# [Supplied information]
PR #1634, opened 2021-10-08
Refactor TaskRunner base class 

Thenura:
Closes https://github.com/Shopify/script-service/issues/2796

AssemblyScriptTaskRunner and TypescriptTaskRunner share almost the same code. TaskRunner base class is refactored to handle this cleanly. 

Refactored AssemblyScriptTaskRunner and TypescriptTaskRunner to inherit from baseclass TaskRunner

### Update checklist

### DIFF
--- a/lib/project_types/script/layers/infrastructure/languages/task_runner.rb
+++ b/lib/project_types/script/layers/infrastructure/languages/task_runner.rb
@@ -79,6 +79,14 @@ module Script
               raise Errors::MissingDependencyVersionError.new(tool, output.strip, min_required_version)
             end
           end
+
+          def compile
+            raise NotImplementedError
+          end
+
+          def bytecode
+            raise NotImplementedError
+          end
         end
       end
     end
--- a/lib/project_types/script/layers/infrastructure/languages/task_runner.rb
+++ b/lib/project_types/script/layers/infrastructure/languages/task_runner.rb
@@ -46,10 +46,6 @@ module Script
             raise Errors::DependencyInstallationError, output unless status.success?
           end
 
-          def compiled_type
-            "wasm"
-          end
-
           def metadata
             unless @ctx.file_exist?(METADATA_FILE)
               msg = @ctx.message("script.error.metadata_not_found_cause", METADATA_FILE)
--- a/lib/project_types/script/layers/infrastructure/languages/task_runner.rb
+++ b/lib/project_types/script/layers/infrastructure/languages/task_runner.rb
@@ -6,6 +6,8 @@ module Script
     module Infrastructure
       module Languages
         class TaskRunner
+          METADATA_FILE = "build/metadata.json"
+
           def self.for(ctx, language, script_name)
             task_runner = {
               "assemblyscript" => AssemblyScriptTaskRunner,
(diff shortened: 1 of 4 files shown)


lib/project_types/script/layers/infrastructure/languages/task_runner.rb
```diff
@@ -15,9 +17,36 @@ def self.for(ctx, language, script_name)
           end
```
jacobsteves, line 18: I think this class should also be an interface for future language task runners. We typically do this by adding each method that needs to be implemented with a skeleton definition that the child class would overwrite. Like

```ruby
def build
  raise NotImplementedError
end
```

This way, it's easy for sub classes to see what they need to implement, and it's easy to catch errors if they forget to implement it.

lib/project_types/script/layers/infrastructure/languages/task_runner.rb
```diff
@@ -15,9 +17,36 @@ def self.for(ctx, language, script_name)
...
 
           def check_system_dependencies!
-            raise NotImplementedError
+            self.class::REQUIRED_TOOL_VERSIONS.each { |tool| check_tool_version!(tool[:tool_name], tool[:min_version]) }
```
jacobsteves, line 20: I know @ErinRenNumber1 suggested the approach with adding tool versions and I'm not sure what she had in mind, so I'll leave her to nitpick this. But, it's generally bad practice for a parent class to rely on a constant written in a child class. It doesn't create a great interface for child classes to implement because they have to read and fully understand the code to see what constants are required or not. Its also a little wonky because this parent class has code to check the current class of the instance and read a constant, so from reading the code you would expect this parent class to define the constant, but it is nowhere to be found 🤯  

But if you want to go this route by defining constants, you can create a skeleton method in the parent class and expose the constant that way.

```ruby
class Parent
  # ...
  def required_tool_versions
    raise NotImplementedError
  end
end

class Child
  REQUIRED_TOOL_VERSIONS = {}
  # ...
  def required_tool_versions
    REQUIRED_TOOL_VERSIONS
  end
end
```

But before you change anything, I'd recommend chatting with Erin to get her thoughts on how she was thinking this should look!

lib/project_types/script/layers/infrastructure/languages/task_runner.rb
```diff
@@ -15,14 +17,45 @@ def self.for(ctx, language, script_name)
...
+
+          def required_tool_versions
             raise NotImplementedError
           end
 
+          def project_dependencies_installed?
+            raise NotImplementedError
+          end
+
+          def tool_version_output
```
ErinRenNumber1, line 51: Should this be `private`?

lib/project_types/script/layers/infrastructure/languages/task_runner.rb
```diff
@@ -15,14 +17,45 @@ def self.for(ctx, language, script_name)
           end
 
           def check_system_dependencies!
+            required_tool_versions.each { |tool| check_tool_version!(tool[:tool_name], tool[:min_version]) }
+          end
+
+          def install_dependencies
+            check_system_dependencies!
+            output, status = ctx.capture2e(self.class::INSTALL_COMMAND)
+            raise Errors::DependencyInstallationError, output unless status.success?
```
pepibumur, line 26: Do you need the standard output in the raised error? If not, I'd recommend using `capture3` and only including the content piped through standard error:

```rb
stdout, stderr, status = ctx.capture3(self.class::INSTALL_COMMAND)
raise Errors::DependencyInstallationError, stderr unless status.success?
```
Do we expect that error to be handled elsewhere? If not, I'd raise `ShopifyCLI::Bug` instead. Once we get more data around when this scenario might happen, we can add some logic it to gracefully handle those scenarios.

pepibumur (approved):

lib/project_types/script/layers/infrastructure/languages/task_runner.rb
pepibumur: In that case you can raise `ShopifyCLI::Abort`. These are the available options and how to use them (we'll document them soon):
- [`ShopifyCLI::Bug`](https://github.com/Shopify/shopify-cli/blob/main/lib/shopify_cli.rb#L72): It's a bug and needs to be reported to Bugsnag. It's important that you attach metadata that helps us better understand why it happens and add some logic to handle the scenario gracefully or prevent it from happening.
- [`ShopifyCLI::BugSilent`](https://github.com/Shopify/shopify-cli/blob/main/lib/shopify_cli.rb#L73): Same as above but the error doesn't get printed. You usually use this one when you want to control how the error is printed: `puts "my custom error"; raise ShopifyCLI::BugSilent, "error"`
-  [`ShopifyCLI::Abort`](https://github.com/Shopify/shopify-cli/blob/main/lib/shopify_cli.rb#L71): This one terminates the execution and doesn't report anything to Bugsnag. 
- [`ShopifyCLI::AbortSilent`](https://github.com/Shopify/shopify-cli/blob/main/lib/shopify_cli.rb#L74): Same as `Abort` but without printing anything.

In your case, because it's a user error and we can't do anything about that you should raise a `ShopifyCLI::Abort` with an actionable message that tells the user why it happened and what they can do about that.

# [Exercise instructions]
Start at the first line of the material and transcribe each line exactly, stopping once the line containing "AssemblyScriptTaskRunner and TypescriptTaskRunner share" has been written.

# [Output for this exercise]
PR #1634, opened 2021-10-08
Refactor TaskRunner base class 

Thenura:
Closes https://github.com/Shopify/script-service/issues/2796

AssemblyScriptTaskRunner and TypescriptTaskRunner share almost the same code. TaskRunner base class is refactored to handle this cleanly. 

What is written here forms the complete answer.